People are fond of saying that everything happens for a reason. Sometimes I believe that, and sometimes that platitude just doesn't fit. The tsunami that hit Banda Aceh, Indonesia in January, 2005 is one thing that didn't need a reason, and can't be glorified or justified with a reason anybody could come up with no matter how convoluted their thinking.

But I would like to think that my trip to Oklahoma to appreciate all that Debby and Mike have done to make the world more beautiful had a reason. I feel blessed that I experienced that, blessed to have seen the gardens and listened to the waterfall and slept under their roof, blessed to have nosed around her upstairs studio and peeked into the flat files full of her paintings and drawings.

Blessed to have walked out that evening to put our noses to the honey locust blossoms, blessed to have witnessed it all.

Tuesday, June 1, 2010

Prairie Dog Interlude


iPhone photo by Debby Kaspari

I've gone on at length on this blog about prairie dogs. About what we've done to their populations--brought them to the brink of extinction--and about what we continue to do--poison, shoot, trap and even vacuum them into oblivion. I can't talk about that now; my heart is heavy enough. That's what the links are for, if you'd like to learn more. No, I'm going to celebrate them here, just roll around with them for a little while, if that's all right with you.

Being a heavily persecuted animal, prairie dogs are normally unapproachable. The only way to see them well is in a protected situation, as at Oklahoma's Wichita Mountains Wildlife Refuge. These dogs are extremely well-acclimated to humans, perhaps too well-acclimated! They looove humans and their junk food fixes, oh yes they do.

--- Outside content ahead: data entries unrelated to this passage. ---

PR #392, opened 2024-08-29
refactor(embassy)!: extract `arch` modules as crates

ROMemories:
# Description

This PR extracts the `arch` modules (the manufacturer-specific modules previously found in `riot-rs-embassy`) as separate, manufacturer-specific crates. A major benefit of this is allowing to generate user-visible documentation for these crates, which was not possible before because (a) only one `arch` module could be enabled at a time and (b) it was not possible to enable any of them for documentation, because of them being manufacturer-specific.

Extracting these modules as separate crates has required to:

- Introduce a new crate (whose temporary name is `riot-rs-shared-types`) to break cyclic dependencies between crates/types: this new crate is depended upon by every manufacturer-specific crate.
- Revisit some types in the new `riot-rs-shared-types` crate to accommodate manufacturer-specific variants in enums, by introducing simple generics on them.
- Work around the orphan rules in some internal cases.
- Introduce the relevant Cargo features for individual manufacturer-specific crates. Only features that are actually useful for the crate are introduced. This introduces a slight increase in duplicated features in the tree, but has the benefit of documenting what features are actually provided by each manufacturer-specific crate.

## Issues/PRs references

Depends on #391
Depends on #394

## Testing

The following have been successfully tested in hardware (on dfaca71):

- `example/gpio` on nRF52840-DK, nRF5340-DK, ESP32-C6, RP2040, ST-NUCLEO-WB55RG
- `example/embassy-http-server`
  - on ESP32-C6, RPi Pico W with Wi-Fi
  - on nRF52840-DK, ST-NUCLEO-WB55RG on Ethernet over USB

## TODO

- [x] Clean up the circumventions around the orphan rule limitations

## Future work

- [ ] Generate documentation for these new manufacturer-specific crates

## Change checklist

- [x] I have cleaned up my commit history and squashed fixup commits.
- [x] I have followed the [Coding Conventions](../book/src/coding-conventions.md).
- [x] I have performed a self-review of my own code.
- [x] I have made corresponding changes to the documentation.

PR #399, opened 2024-09-06
feat(xtensa): add support for esp32s3 with xtensa arch

### LINKED ISSUE #359: Add Xtensa support
### Description

.

### Motivation

It's the next big family to be supported.

### Requirements

in particular ESP32-S3-DevKitC-1 ;)

### Open questions

_No response_

Yes

elenaf9:
# Description

- Add support for `xtensa` arch in `riot-rs-threads`
- Add support for `esp32s3` chip in `riot-rs-embassy` (cc @ROMemories given that these are minimal changes, I don't think there will be many merge conflicts with #392. I'll rebase once that PR is in)
- Add `espressif-esp32-s3-wroom-1` board
- Adapt the `laze-project.yml` based on prio work from @kaspar030.

## Testing

Rust on xtensa requires the installation of the esp toolchain and setting up the environment correctly. See the [Rust on ESP Book](https://docs.esp-rs.org/book/installation/riscv-and-xtensa.html). It can then be run as usual with

```sh
laze build -C examples/threading -b espressif-esp32-s3-wroom-1 run
``` 

## Issues/PRs references

Fixes #359.

## Open TODOs

There are still linker issues that have to be fixed. Right now I simply worked around them by commenting out the conflicting parts, and somehow it worked. See self-review.

## Change checklist

- [ ] I have followed the [Coding Conventions](../book/src/coding-conventions.md).


laze-project.yml
```diff
@@ -12,8 +12,8 @@ contexts:
       - ?defmt
     env:
       RUSTFLAGS:
-        - "-Clink-arg=--nmagic"
-        - "-Clink-arg=${LINK_ARG_PREFIX}--no-eh-frame-hdr"
+        #        - "-Clink-arg=--nmagic"
+        #        - "-Clink-arg=${LINK_ARG_PREFIX}--no-eh-frame-hdr"
```
elenaf9, line 16: @kaspar030 I copied this from your WIP branch for xtensa support.
I am not familiar enough with linking in general to really understand if/ when these flags are needed.

laze-project.yml
```diff
@@ -278,8 +278,8 @@ contexts:
         - --cfg context=\"esp\"
         # linkall first
         - -Clink-arg=-Tlinkall.x
-        - -Clink-arg=-Tlinkme-esp-fixup.x
-        - -Clink-arg=-Tlinkme.x
+        # - -Clink-arg=-Tlinkme-esp-fixup.x
+        # - -Clink-arg=-Tlinkme.x
```
elenaf9, line 282: Commented out because it somehow didn't find the `.rodata` section that is referred to in `linkme.x`. It works right now like this, but I'll try to fix this properly.

src/riot-rs-threads/src/arch/xtensa.rs
```diff
@@ -0,0 +1,163 @@
...
+        thread.sp = stack_pos;
+        thread.data.A1 = stack_pos as u32;
+        thread.data.A6 = arg as u32;
+        // Usually A0 holds the return address.
+        // However, xtensa features so-called Windowed registers, which allow
+        // to shift the used registers when calling procedure.
+        // The xtensa-lx-rt does this when calling the exception handler using
+        // call4, which shifts the window by 4.
+        // See `xtensa_lx_rt::exception::asm::__default_naked_exception`.
+        // (At least that's what I assume is happening)
```
elenaf9, line 35:
```suggestion

```

laze-project.yml
elenaf9: I have now moved `-Clink-arg=--nmagic` to the `cortex-m` module because [according to the rustc book](https://doc.rust-lang.org/beta/rustc/platform-support/arm-none-eabi.html?search=eh-frame-hdr) it's part of the usual **Arm** bare-metal linker setup.
I looked into when/ why the `--no-eh-frame-hdr` flag is needed, and seems like it's only helpful for reducing code size, but I didn't find any docs that actually recommend using it. Might be just a premature optimization. Can anyone give some input/ opinion on whether we have to keep it?

laze-project.yml
elenaf9: Out-of band discussion with @kaspar030: we might not need the linkme script for esp32, so it's okay to remove them (correct me if I misunderstood something @kaspar030). Should we then also remove the esp-fixup files?

laze-project.yml
kaspar030: Let's keep it for now and investigate another time. Moving to "cortex-m" is fine here.

laze-project.yml
kaspar030: > Should we then also remove the esp-fixup files?

yes, if linkme works without!

elenaf9: Tested for esp32c3, esp32c6 and esp32s3 the examples `threading-channel` and `hello-world-async`, works without :+1:

kaspar030:
@elenaf9 do you mind rebasing this?

src/riot-rs-threads/src/arch/xtensa.rs
```diff
@@ -0,0 +1,141 @@
...
+            threads.current_thread = Some(next_pid);
+            *trap_frame = threads.threads[usize::from(next_pid)].data;
+            true
+        }) {
+            break;
+        }
+        // The esp-hal implementation of critical-section doesn't disable all interrupts.
+        // Thus we should release our hold on `THREADS` before we `waiti`, to prevent
+        // that another interrupt handler will try to borrow it while we still have it borrowed.
+        unsafe { core::arch::asm!("waiti 0") };
```
elenaf9, line 139: We could also disabled all interrupts when accessing `THREADS` on xtensa. `esp-hal` originally disabled all interrupts in their critical section, but changed it to only disable interrupts with prio <=5 so that the debugging at interrupt level 6 still works (see https://github.com/esp-rs/esp-hal/pull/360). 
So if we'd change it, debugging wouldn't work inside critical sections anymore I think.
On the other hand, it can happen right now that an `esp_hal::embassy` interrupt interrupts a running thread that is currently accessing `THREADS`. If that interrupt is then also accessing `THREADS` (e.g. because it's a `_pender`), it panics.
But the closures for accessing `THREADS` are very short, so I don't know.

Either way the `waiti` here still would need to be outside of the closure, because IIUC it only returns if an interrupt **at the currently enabled level** occurs. If all interrupts are disabled, it will never return.

tests/benchmarks/bench_sched_yield/laze.yml
```diff
@@ -2,4 +2,5 @@ apps:
   - name: bench_sched_yield
     selects:
       - sw/benchmark
+      - executor-thread
```
kaspar030, line 5: I guess this is unrelated?

src/riot-rs-threads/src/arch/xtensa.rs
kaspar030: if that `prio <= 5` refers to the `Priority` type, this might be fine, see: https://github.com/kaspar030/esp-hal/blob/23d22e32784e8c9b418a4fb4e316397192e6e32b/esp-hal/src/interrupt/xtensa.rs#L355-L356. Also, `Priority::max() == Priority3`. So embassy (or any other Rust) code will probably not be able to access `THREADS`

kaspar030: then again, we might prefer stalling at debug time over possible panic at non-debug time ...

kaspar030 (commented):
Please rebase (again), and squash. and probably, do a `cargo update`, I added a commit to our embasssy fork to use the old waker code, which the current xtensa compiler needs.

kaspar030:
I've added installing the xtensa toolchain for esp32s3 to CI, also building for the `espressif-esp32-s3-wroom-1` board.

IMO this is good to go, apart from the CI (unrelated?) errors and the `bench_sched_yield` change.

src/riot-rs-threads/src/arch/xtensa.rs
elenaf9: Okay so seems like interrupt level up until level 7 is still possible, or at least configured for xtensa-lx-rt in https://github.com/esp-rs/esp-hal/blob/3bb49b049a2d95dd2f6fc1b6710941f5938c1db7/xtensa-lx-rt/config/xtensa_esp32s3.toml#L190-L191.
But looking through that list only the debug interrupt has an interrupt level > 5, and the NMI interrupt / INT14, but that one can't be masked anyway :sweat_smile:  And `CpuInterrupt::Interrupt14NmiPriority7` is among the interrupts that are mapped to `None` in your above code.
So I don't think it'll be an issue for us here.

tests/benchmarks/bench_sched_yield/laze.yml
elenaf9: It was needed so that this benchmark compiles for esp, because otherwise the default `executor-single-thread` was selected, that conflicts with the `threading` feature.

But I guess the correct variant is to instead select `sw/threading`, which will down the line result into `executor-thread` being selected for esp.
```suggestion
      - sw/threading
```

PR #425, opened 2024-09-18
chore: make clippy happy

ROMemories:
# Description

Some of these come from new lints brought by updating the toolchain, others are lingering warning fixes.

## Change checklist

### DIFF
--- a/src/riot-rs-embassy-common/src/gpio.rs
+++ b/src/riot-rs-embassy-common/src/gpio.rs
@@ -20,9 +20,10 @@ impl From<Level> for bool {
 
 impl From<bool> for Level {
     fn from(boolean: bool) -> Self {
-        match boolean {
-            false => Level::Low,
-            true => Level::High,
+        if boolean {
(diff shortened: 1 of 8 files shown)


src/riot-rs-embassy-common/src/gpio.rs
```diff
@@ -20,9 +20,10 @@ impl From<Level> for bool {
 
 impl From<bool> for Level {
     fn from(boolean: bool) -> Self {
-        match boolean {
-            false => Level::Low,
-            true => Level::High,
+        if boolean {
```
kaspar030, line 23: This turns around the result, is that intended?

kaspar030:
lgtm!

src/riot-rs-embassy-common/src/gpio.rs
kaspar030: I wonder if we could encode one `From` direction with the other, so there's only one source of truth?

Zick knows a photo op when she sees one. Plopping myself down at the side of the prairie dog viewing parking lot must've said, "She's got FOOD!" to the boss prairie dogs with the prime territories in the Cheeto zone. They galloped over to investigate.

Oh, God. Here they come. I may keel over from cuteness.


The first order of business when mobbed by wild rodents is to keep your fingers up and out of the way. Rodents would just as soon bite you as look at you. That's how they discover if your finger is made of flesh or corn syrup solids.

All the photos below of me mobbed by prairie dogs by Timothy Ryan. Thank you, Timmers!

I dunno. You think this woman is getting good mileage out of her rabies vaccinations? Yeah, me too.

Well, hello, little guy. You are some cute.

I'm sorry. The sign says I shouldn't feed you.

It says that people food makes your hair fall out, among other things. I can add that it makes you really fat.

Phooey! Just hand over the almonds and nobody gets hurt.

The dogs showed their disdain for my stance with a deposit. Murr, this pair's for you.